▶ [PROBLEM DETAILS] In the listing below, find the line holding "-2569,11 +2569,10 @@ rb_fiber_start(rb_fiber_t *fiber)" and the line holding "If it's called". Write out those two lines and all lines between, exactly, and nothing more.

▶ [SOURCE INFORMATION]
PR #10612, opened 2024-04-23
Add ruby_mimcalloc

peterzhu2118:
Many places call ruby_mimmalloc then MEMZERO. This can be reduced by using ruby_mimcalloc instead.

### DIFF
--- a/cont.c
+++ b/cont.c
@@ -2569,11 +2569,10 @@ rb_fiber_start(rb_fiber_t *fiber)
 void
 rb_threadptr_root_fiber_setup(rb_thread_t *th)
 {
-    rb_fiber_t *fiber = ruby_mimmalloc(sizeof(rb_fiber_t));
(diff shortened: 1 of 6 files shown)


nobu:
If it's called `calloc`, shouldn't it have two arguments?

peterzhu2118:
I changed it to accept two arguments.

▶ [OUTPUT FOR THIS TASK]
@@ -2569,11 +2569,10 @@ rb_fiber_start(rb_fiber_t *fiber)
 void
 rb_threadptr_root_fiber_setup(rb_thread_t *th)
 {
-    rb_fiber_t *fiber = ruby_mimmalloc(sizeof(rb_fiber_t));
(diff shortened: 1 of 6 files shown)


nobu:
If it's called `calloc`, shouldn't it have two arguments?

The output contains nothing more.